Artificial Intelligence and Machine Learning for Foreign Exchange (Fx) Trading Part 2 — Extending Hello World

7 min readMay 16, 2023

This series of articles is dedicated to understanding AI/ML and how it relates to Fx trading. Most articles focus on predicting a price and are almost useless when it comes to finding profitable trading strategies and hence, that’s the focus here.

Introduction

Last article we did the “hello world” example and created a pretty useless algorithm to trade Fx. This week we will look two major failings in that algorithm:

- Unbalanced Dataset
- Measuring Success

Disclaimer

This is in no way financial advice and does not advocate for any specific trading strategy but instead is designed to help understand some of the details of the Fx market and how to apply ML techniques to it.

Last Week

The github has the complete code and first two sections are the same as last week (importing data from github and charting that data). Note we use the same repository but a different google colab project.

#
# IMPORT DATA From github 
#

import pandas as pd 
from datetime import datetime 

url = 'https://raw.githubusercontent.com/the-ml-bull/02-Building_on_hello_world/main/Fx60.csv'
dateparse = lambda x: datetime.strptime(x, '%d/%m/%Y %H:%M')

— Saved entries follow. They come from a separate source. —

PR #1687, opened 2022-08-04
[DUOS-1967][risk=no] SOs don't see users not in their institution

connorlbark:
## Addresses

https://broadworkbench.atlassian.net/browse/DUOS-1967

----

- Verify all tests go green

### DIFF
--- a/src/main/java/org/broadinstitute/consent/http/service/UserService.java
+++ b/src/main/java/org/broadinstitute/consent/http/service/UserService.java
@@ -208,13 +208,7 @@ public class UserService {
             case Resource.SIGNINGOFFICIAL :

df = pd.read_csv(url, parse_dates=['date'], date_parser=dateparse)

df.head(n=10)

#
# Chart data 
#

!pip install mplfinance
import mplfinance as mpf

# create DF and copy values from main df 
mpf_df = pd.DataFrame()
mpf_df[['date', 'Open', 'High', 'Low', 'Close', 'Volume']] = df[['date', 'audusd_open', 'audusd_high', 'audusd_low', 'audusd_close', 'audusd_volume']].to_numpy()

# set index to datetime index date 
mpf_df['date'] = pd.to_datetime(mpf_df['date'])
mpf_df = mpf_df.set_index('date')

# set OHLC as float 
mpf_df = mpf_df[['Open', 'High', 'Low', 'Close', 'Volume']].astype(float)

# Chart 
#mpf.plot(mpf_df, volume=True, datetime_format='%Y', type='line')

from matplotlib.ticker import FormatStrFormatter
fig, axlist = mpf.plot(mpf_df['2022-12-01':'2022-12-02'], volume=True, datetime_format='%Y-%m-%d %H:%M', type='candle', returnfig=True)
axlist[0]

The next section (Create Time Shifted Data) we will add a line of code at the end to see how many 1’s and 0’s are in our result or Y dataset. We have 5640 1’s and 44894 0’s so 5640 / (5640 + 44894) = 11.2% of our data is a 1. This is the definition of an unbalanced dataset. Its important to review this in any dataset asit does skew the results (make the decision boundary far to low — next week)

#
# Create time shifted data as basis for model 
#

import numpy as np

df = df[['date', 'audusd_open', 'audusd_close']].copy()

# x is the last 4 values so create x for each 
df['x_t-4'] = df['audusd_close'].shift(4)
df['x_t-3'] = df['audusd_close'].shift(3)
df['x_t-2'] = df['audusd_close'].shift(2)
df['x_t-1'] = df['audusd_close'].shift(1)

# y is points 4 periods into the future - the open price now (not close)
df['y_future'] = df['audusd_close'].shift(-3)
df['y_change_price'] = df['y_future'] - df['audusd_open']
df['y_change_points'] = df['y_change_price'] * 100000 
df['y'] = np.where(df['y_change_points'] >= 200, 1, 0)

print(df.head(n=10))

print('\nnum of 1s {} and 0s {}'.format(df['y'].sum(), len(df)-df['y'].sum()))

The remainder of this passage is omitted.